#### [TRY IT]
Every record, from the first to the last, is to be printed again exactly.

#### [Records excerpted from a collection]
↓

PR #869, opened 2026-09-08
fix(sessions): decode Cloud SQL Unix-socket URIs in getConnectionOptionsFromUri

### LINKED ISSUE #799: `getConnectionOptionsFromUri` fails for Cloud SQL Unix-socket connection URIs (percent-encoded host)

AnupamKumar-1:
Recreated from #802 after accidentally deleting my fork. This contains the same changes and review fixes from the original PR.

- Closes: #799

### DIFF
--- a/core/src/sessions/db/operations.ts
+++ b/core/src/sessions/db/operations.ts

↑

#### [TASK OUTPUT]
PR #869, opened 2026-09-08
fix(sessions): decode Cloud SQL Unix-socket URIs in getConnectionOptionsFromUri

### LINKED ISSUE #799: `getConnectionOptionsFromUri` fails for Cloud SQL Unix-socket connection URIs (percent-encoded host)

AnupamKumar-1:
Recreated from #802 after accidentally deleting my fork. This contains the same changes and review fixes from the original PR.

- Closes: #799

### DIFF
--- a/core/src/sessions/db/operations.ts
+++ b/core/src/sessions/db/operations.ts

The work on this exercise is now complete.